The regard in which President Falk holds freedom of speech is of a character or kind farthest removed from the ordinary or average, he believes.
Regard-for-free-speech-wise, he considers himself to be way out in the far tail of the distribution.  Practically no-one has higher regard for free speech than he has!  Uh-huh.
The naked, shameless totalitarianism on display here ought to be shocking, but at this point is just depressing.  That a closed-minded mediocrity like Falk, who speaks in the threadbare cant diction of Cultural Marxism (“hate speech”—whom do I hate, President Falk?  where is the evidence of my hatred?), should be President of a well-regarded college like Williams speaks volumes about the degraded condition of our intellectual life.
I had prepared some notes for my talk.  I shall post them here on VDARE.com at the weekend.  I apologize in advance for the extreme discomfort they will surely cause to any Williams College student whose eye chances to fall on them.

Falk’s decision was welcomed by many on campus. Off campus, it was more controversial. Ashley Thorne wrote in the National Review:

John Derbyshire has certainly made statements that many people find objectionable, and his provocative opinions have gotten him into trouble before, including here at National Review. But there is a difference between expressing opinions as a paid employee and doing so as an invited guest at a college. President Falk needs to be reminded that a college’s job is not to determine which ideas are so beyond the pale that they may not even be uttered. The answer to speech that offends is more speech. This dis-invitation shows a liberal arts college trying to immunize itself from all controversial opinions and remain in a “safe space.” It is to Williams College’s shame that President Falk has “found the line” and banned Derbyshire from speaking.

The Foundation for Individual Rights in Education wrote: “For the moment, it appears Williams has chosen a different path — a path on which paternalistic administrators decide which ideas are too dangerous for college students to hear, even when students themselves have established a program specifically for the purpose of engaging with such ideas. It is now up to the students, faculty, alumni, and trustees of Williams to decide whether that is truly the kind of place they want their college to be, or whether they are going to push back against this act of censorship.”

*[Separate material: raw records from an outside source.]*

PR #2012, opened 2021-03-21
Document how to get/set the cache directory in SBT

ScalaWilliam:
https://github.com/coursier/coursier/issues/1483

https://github.com/sbt/sbt/issues/5120

Doing this as most users informing me about cache location confusion use Coursier through SBT, rather than standalone.

### DIFF
--- a/doc/docs/cache.md
+++ b/doc/docs/cache.md
@@ -4,7 +4,7 @@ title: Cache
 
 ## Path format
 
-The cache is supposed to cache static resources, that don't change often (snapshot artifacts being the exception - these then follow TTL).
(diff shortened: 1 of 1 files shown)


alexarchambault (approved):
Thanks!

ScalaWilliam:
Hi @alexarchambault just noticed this is still not updated on the Coursier website, any ideas if there's another step?

ScalaWilliam:
@alexarchambault

alexarchambault:
It didn't end up on the website, as something went wrong during the last release (issues generating the Windows launcher). These should be fixed in the next release, and the website should be updated then.

PR #2017, opened 2021-03-25
Refactoring pattern matching coproduct options

rrramiro:
Hi,
I wanted to fix the order of the commands and I found a way to do the "pattern matching" with coproducts.
I understood that this part will be changed anyway. But I wanted to share it.


alexarchambault (approved):
Nice, thanks!

PR #2020, opened 2021-03-31
Fixes Resolution to contain actual version

### LINKED ISSUE #2009: Resolution contains version range
## steps

Resolve `com.nimbusds:nimbus-jose-jwt:4.41.1`

## problem

`Resolution#dependencyArtifacts` returns `Dependency` value with version range inside.

## expectation

As a dependency resolver used in various tooling, my expectation is that Coursier would return the metadata of the final resolution in `Resolution`, not just the URLs but also the `Dependency` information with concrete version number that it settled on.

## note

For now I'm working around this using this function

```scala
  def actualDependency(d0: Dependency, projectCache: ProjectCache): Dependency =
    projectCache.get(d0.moduleVersion) match {
      case Some((_, p)) => d0.withVersion(p.actualVersion)
      case _            => d0
    }
```

but I don't think we should have to do this.

eed3si9n:
Fixes #2009

Problem
--------
Resolution#dependencyArtifacts returns Dependency value with interval inside.

Solution
--------
Since Project contains the actual version, this make the change to copy that value in.

### DIFF
--- a/modules/core/shared/src/main/scala/coursier/core/Resolution.scala
+++ b/modules/core/shared/src/main/scala/coursier/core/Resolution.scala
@@ -1286,7 +1286,7 @@ object Resolution {
           Some(classifiers.getOrElse(Nil) ++ Seq(dep.attributes.classifier))
 
       (pub, artifact) <- source.artifacts(dep, proj, classifiers0)
-    } yield (dep, pub, artifact)
+    } yield (dep.withVersion(proj.actualVersion), pub, artifact)
 
 
   @deprecated("Use the artifacts overload accepting types and classifiers instead", "1.1.0-M8")
--- a/modules/coursier/shared/src/test/scala/coursier/ResolveTests.scala
+++ b/modules/coursier/shared/src/test/scala/coursier/ResolveTests.scala
@@ -217,6 +217,25 @@ object ResolveTests extends TestSuite {
             await(validateDependencies(res))
           }
 
+          test("resolveConcreteVersion") - async {
+
+            val res = await {
+              resolve0
+                .addDependencies(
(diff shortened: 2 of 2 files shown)


alexarchambault (approved):
Thanks @eed3si9n!

alexarchambault:
Sorry, I might approved that too early. The error seems legit (I can reproduce it locally with `sbt cli/testOnly coursier.cli.FetchTests`). Feel free to have a look. I can find time to look at it myself later this week else.

eed3si9n:
```
X coursier.cli.FetchTests.grpc-core should have dependencies 79ms 
  utest.AssertionError: assert(grpcCoreNode.dependencies.toSet == Set(
  grpcCoreNode: coursier.cli.util.DepNode = DepNode(io.grpc:grpc-core:1.29.0,Some(/home/runner/.cache/coursier/v1/https/repo1.maven.org/maven2/io/grpc/grpc-core/1.29.0/grpc-core-1.29.0.jar),Set(),Set(),Set())
    utest.asserts.Asserts$.assertImpl(Asserts.scala:30)
    coursier.cli.FetchTests$.$anonfun$tests$211(FetchTests.scala:998)
    coursier.cli.FetchTests$.$anonfun$tests$211$adapted(FetchTests.scala:982)
    coursier.cli.TestUtil$.withFile(TestUtil.scala:18)
    coursier.cli.FetchTests$.$anonfun$tests$210(FetchTests.scala:982)
```

https://github.com/coursier/coursier/blob/d2e1b696de1642178cdad432956216eb6996bb95/modules/cli/src/test/scala/coursier/cli/FetchTests.scala#L998-L1012

Yea, so I probably broke something.

Issue #103, opened 2016-02-19
force is an attribute of AuthOptions, not an argument


mattheworiordan:
`force` is an attribute of `AuthOptions`, not an [argument to the `authorise` method](https://github.com/ably/ably-java/blob/master/lib/src/main/java/io/ably/lib/rest/Auth.java#L322)

PR #107, opened 2016-02-28
Move force argument to AuthOptions as a variable

gokhanbarisaker:
Resolves: #103

### DIFF
--- a/lib/src/main/java/io/ably/lib/http/Http.java
+++ b/lib/src/main/java/io/ably/lib/http/Http.java
@@ -189,7 +189,13 @@ public class Http {
 		if(auth.getAuthMethod() == AuthMethod.basic) {
 			authHeader = "Basic " + Base64Coder.encodeString(auth.getBasicCredentials());
 		} else {
-			auth.authorise(null, null, renew);
+			Auth.AuthOptions options = null;
+			if (renew) {
+				options = new Auth.AuthOptions();
+				options.force = true;
+			}
+
+			auth.authorise(options, null);
 			authHeader = "Bearer " + auth.getTokenAuth().getEncodedToken();
 		}
 		return authHeader;
--- a/lib/src/main/java/io/ably/lib/http/TokenAuth.java
+++ b/lib/src/main/java/io/ably/lib/http/TokenAuth.java
@@ -36,11 +36,11 @@ public class TokenAuth {
 		this.encodedToken = Base64Coder.encodeString(tokenDetails.token).replace("=", "");
 	}
 
-	public TokenDetails authorise(AuthOptions options, TokenParams params, boolean force) throws AblyException {
+	public TokenDetails authorise(AuthOptions options, TokenParams params) throws AblyException {
 		Log.i("TokenAuth.authorise()", "");
 		if(tokenDetails != null) {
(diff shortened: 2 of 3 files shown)


lib/src/main/java/io/ably/lib/http/TokenAuth.java
```diff
@@ -36,11 +36,11 @@ public void setTokenDetails(TokenDetails tokenDetails) {
 		this.encodedToken = Base64Coder.encodeString(tokenDetails.token).replace("=", "");
 	}
 
-	public TokenDetails authorise(AuthOptions options, TokenParams params, boolean force) throws AblyException {
+	public TokenDetails authorise(AuthOptions options, TokenParams params) throws AblyException {
 		Log.i("TokenAuth.authorise()", "");
 		if(tokenDetails != null) {
 			if(tokenDetails.expires == 0 || tokenValid(tokenDetails)) {
-				if(!force) {
+				if(!options.force) {
```
paddybyers: Don't you need to check here that `options != null` ?

lib/src/main/java/io/ably/lib/http/Http.java
```diff
@@ -189,7 +189,9 @@ private String getAuthorizationHeader(boolean renew) throws AblyException {
 		if(auth.getAuthMethod() == AuthMethod.basic) {
 			authHeader = "Basic " + Base64Coder.encodeString(auth.getBasicCredentials());
 		} else {
-			auth.authorise(null, null, renew);
+			Auth.AuthOptions options = new Auth.AuthOptions();
```
paddybyers: I think you should do this only in the `renew == true` case.

lib/src/main/java/io/ably/lib/http/TokenAuth.java
gokhanbarisaker: I thought about that too, and decided not to take an action since test cases under `RestAuthTest` didn't failed. Now that, Travis reported `RealtimeConnectFailTest`'s `connect_token_expire_disconnected` failing because of that reason, I will fix it now

lib/src/main/java/io/ably/lib/http/Http.java
gokhanbarisaker: It doesn't seem like there is a difference between using,
  - null argument, and letting system use default options
  - using an empty authoptions and letting system merge it with default options

i.e.,

https://github.com/ably/ably-java/blob/5987ee1292a72dc2ba8415b2bb0e705aac139bd6/lib/src/main/java/io/ably/lib/rest/Auth.java#L334

https://github.com/ably/ably-java/blob/5987ee1292a72dc2ba8415b2bb0e705aac139bd6/lib/src/main/java/io/ably/lib/rest/Auth.java#L455

paddybyers: I just think there is no point in creating the AuthOptions and for it to be merged when you know it only contains an option that is already the default.

gokhanbarisaker: Got it

paddybyers:
LGTM

mattheworiordan:
LGTM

Falk said he heard criticism from off campus, much of it rather ugly and abusive, racist and anti-Semitic. His parents were both refugees from Nazi Germany, he said, so he can’t help but see the world through that filter, the things he was taught growing up, and he recognized in some of the messages an old undercurrent, a familiar kind of hatred of certain races and the educated elite.

“I think there’s a narrative out there that our colleges are hotbeds of what people call political correctness, and that that’s anti-American. I think often political correctness is a very problematic term, code for, ‘I want to say racist things and I can’t say them.’ ”

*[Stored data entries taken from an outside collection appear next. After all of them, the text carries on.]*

Issue #84, opened 2016-02-03
Attach CompletionListener


mattheworiordan:
The Java library is missing a callback for completion of `Channel#attach`

See http://docs.ably.io/client-lib-development-guide/features/#RTL4d and

mattheworiordan:
When this is fixed, please check all references to attach in the documentation, for example realtime history

PR #108, opened 2016-02-28
Add CompletionListener to Channel's attach API

gokhanbarisaker:
Resolves: #84

### DIFF
--- a/lib/src/main/java/io/ably/lib/realtime/Channel.java
+++ b/lib/src/main/java/io/ably/lib/realtime/Channel.java
@@ -118,7 +118,7 @@ public class Channel extends EventEmitter<ChannelState, ChannelStateListener> {
 		switch(state) {
 			case attaching:
 				if (listener != null) {
-					on(new AttachListener(listener));
+					on(new ChannelStateCompletionListener(listener, ChannelState.attached, ChannelState.failed));
 				}
 
 				return;
@@ -137,7 +137,7 @@ public class Channel extends EventEmitter<ChannelState, ChannelStateListener> {
 		ProtocolMessage attachMessage = new ProtocolMessage(Action.attach, this.name);
 		try {
 			if (listener != null) {
-				on(new AttachListener(listener));
+				on(new ChannelStateCompletionListener(listener, ChannelState.attached, ChannelState.failed));
 			}
 
 			setState(ChannelState.attaching, null);
@@ -154,13 +154,30 @@ public class Channel extends EventEmitter<ChannelState, ChannelStateListener> {
 	 * @throws AblyException
 	 */
 	public void detach() throws AblyException {
+		detach(null);
+	}
+
+	/**
+	 * Detach from this channel.
+	 * This call initiates the detach request, and the response
+	 * is indicated asynchronously in the resulting state change.
+	 * @throws AblyException
+	 */
+	public void detach(CompletionListener listener) throws AblyException {
 		Log.v(TAG, "detach(); channel = " + name);
 		/* check preconditions */
 		switch(state) {
 			case initialized:
+			case detached: {
+				if(listener != null) {
+					listener.onSuccess();
+				}
+				return;
+			}
 			case detaching:
-			case detached:
-				/* nothing to do */
+				if (listener != null) {
+					on(new ChannelStateCompletionListener(listener, ChannelState.detached, ChannelState.failed));
+				}
 				return;
 			default:
 		}
@@ -171,6 +188,10 @@ public class Channel extends EventEmitter<ChannelState, ChannelStateListener> {
 		/* send detach request */
 		ProtocolMessage detachMessage = new ProtocolMessage(Action.detach, this.name);
 		try {
+			if (listener != null) {
+				on(new ChannelStateCompletionListener(listener, ChannelState.detached, ChannelState.failed));
+			}
+
 			setState(ChannelState.detaching, null);
 			connectionManager.send(detachMessage, true, null);
 		} catch(AblyException e) {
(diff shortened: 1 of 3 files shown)


paddybyers:
This isn't going to work because it assumes that there's only ever a single caller waiting for `attach()` to complete. Either have an array or a Multicaster, or register the listener for the attached event.

mattheworiordan:
>  Either have an array or a Multicaster, or register the listener for the attached event.

Given we have support for `once` on the EventEmitter, surely it would be easier to register the listener using `once` and leave the rest of the functionality as it is?

paddybyers:
> Given we have support for once on the EventEmitter, surely it would be easier to register the listener using once for success conditions and once for failed conditions and leave the rest of the functionality as it is?

Yes, assuming you remove the unused listener in each case.

gokhanbarisaker:
> Given we have support for once on the EventEmitter, surely it would be easier to register the listener using once for success conditions and once for failed conditions and leave the rest of the functionality as it is?

Updated. `once` definitely worked better here.

lib/src/main/java/io/ably/lib/realtime/Channel.java
```diff
@@ -94,12 +94,43 @@ private void setState(ChannelState newState, ErrorInfo reason) {
...
+	 * @param listener When the channel is attached successfully or the attach fails and
+	 * the ErrorInfo error is passed as an argument to the callback
+	 * @throws AblyException
+	 */
+	public void attach(final CompletionListener listener) throws AblyException {
 		Log.v(TAG, "attach(); channel = " + name);
 		/* check preconditions */
 		switch(state) {
 			case attaching:
+				once(ChannelState.attached, new ChannelStateListener() {
```
paddybyers: You're not handling the possibility that the attach fails.

lib/src/main/java/io/ably/lib/realtime/Channel.java
```diff
@@ -94,12 +94,43 @@ private void setState(ChannelState newState, ErrorInfo reason) {
...
+					@Override
+					public void onChannelStateChanged(ChannelState state, ErrorInfo reason) {
+						if(reason == null) {
+							listener.onSuccess();
+						}
+						else {
+							listener.onError(reason);
```
mattheworiordan: I am not sure in what situations we would want to consider the attach a failure even though the channel is attached.  I would imagine in all instances we call the `onSuccess`

paddybyers: > I am not sure in what situations we would want to consider the attach a failure even though the channel is attached

I mean if the next state is `failed`, then nothing calls the listener with the error, and the once listener for `attached` is not removed.

mattheworiordan: I know, but that's a separate issue because with this code if the attach succeeds but includes a reason, then the failed callback is called.

gokhanbarisaker: I got both of your concerns. 

  - I will add listener for both `attached` state and `failed` state.
  - Attached state will only trigger `onSuccess`

lib/src/test/java/io/ably/lib/test/realtime/RealtimeChannelTest.java
```diff
@@ -362,4 +363,75 @@ public void attach_fail() {
...
+			e.printStackTrace();
+			fail("init0: Unexpected exception instantiating library");
+		} finally {
+			if(ably != null)
+				ably.close();
+		}
+	}
+
+	/**
+	 * When client attaches to a channel successfully, verify
```
mattheworiordan: Test description is wrong, says successful

mattheworiordan:
One comment, otherwise LGTM

gokhanbarisaker:
Done

mattheworiordan:
@paddybyers you happy with this?

lib/src/main/java/io/ably/lib/realtime/Channel.java
```diff
@@ -94,12 +94,51 @@ private void setState(ChannelState newState, ErrorInfo reason) {
...
+	 * the ErrorInfo error is passed as an argument to the callback
+	 * @throws AblyException
+	 */
+	public void attach(final CompletionListener listener) throws AblyException {
 		Log.v(TAG, "attach(); channel = " + name);
 		/* check preconditions */
 		switch(state) {
 			case attaching:
+				if (listener != null) {
+					on(new ChannelStateListener() {
```
paddybyers: Can't we remove this duplication by having a `private static class AttachListener implements ChannelStateListener { .... }` ?

paddybyers:
LGTM except for 2 comments:
1) I'd prefer that we avoid duplication of the anonymous listener class;
2) don't we also have to do the same for `detach()` ?

gokhanbarisaker:
@paddybyers 

> I'd prefer that we avoid duplication of the anonymous listener class;

Sure, I am on it.

> don't we also have to do the same for detach() ?

As per [RTL5e](http://docs.ably.io/client-lib-development-guide/features/#RTL5e), yes we do

Would you like to create another issue for RTL5e? or maybe modify #84 title?

paddybyers:
> Would you like to create another issue for RTL5e? or maybe modify #84 title?

The same PR is fine, and I don't really care about the title :)

mattheworiordan:
LGTM.  I would have liked to have seen a detach fail callback test, but probably not necessary.

gokhanbarisaker:
@mattheworiordan

> I would have liked to have seen a detach fail callback test, but probably not necessary.

I couldn't figure out how to implement that. Do you have any suggestion, or a reference test case from any other ably client libraries?

mattheworiordan:
> I couldn't figure out how to implement that. Do you have any suggestion, or a reference test case from any other ably client libraries?

Not worth the hassle for now, let's leave as is.  It require some stubbing which I believe there is little of in the lib at present. LGTM :+1:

He knows many people will see the cancellation as another symptom of college students wanting to be protected from certain ideas or language, asking for “trigger warnings” and “safe spaces” to avoid being upset.

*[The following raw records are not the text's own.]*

Issue #33, opened 2015-08-10
PaginatedResult#isLast method missing


mattheworiordan:
See https://goo.gl/2aoKPg, and the spec `TG7` at http://docs.ably.io/client-lib-development-guide/features/, `isLast` method is missing.

paddybyers:
I thought that last time we reviewed that spec we agreed to remove `isLast()` ?

mattheworiordan:
Not as I recall, only `isFirst` because of the issue relating to the cursor and current not necessarily reflecting the first position.  I don't see any agreement on that.

gokhanbarisaker:
is `!hasNext()` and `isLast()` has a difference?

gokhanbarisaker:
Also, docs for TG7 seems confusing, where `isLast` returns true for non-last pages

> (TG7) PaginatedResult#isLast function returns true if this page is **not** the last page i.e. !hasNext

Falk said, “If I were the mayor of a town and John Derbyshire were going to speak in the public square, I would provide him police protection. … John Derbyshire has the right to spew racist speech in the public sphere — I don’t want to live in a country where that’s illegal. But I don’t run a town. I run a college.”

To create an environment in which students learn and are challenged by challenging ideas, he said, “requires something more nuanced than the free-speech absolutism needed to run a country or a town. There are some things that are destructive of our community, destructive of our ability to have those kinds of complicated, nuanced conversations.”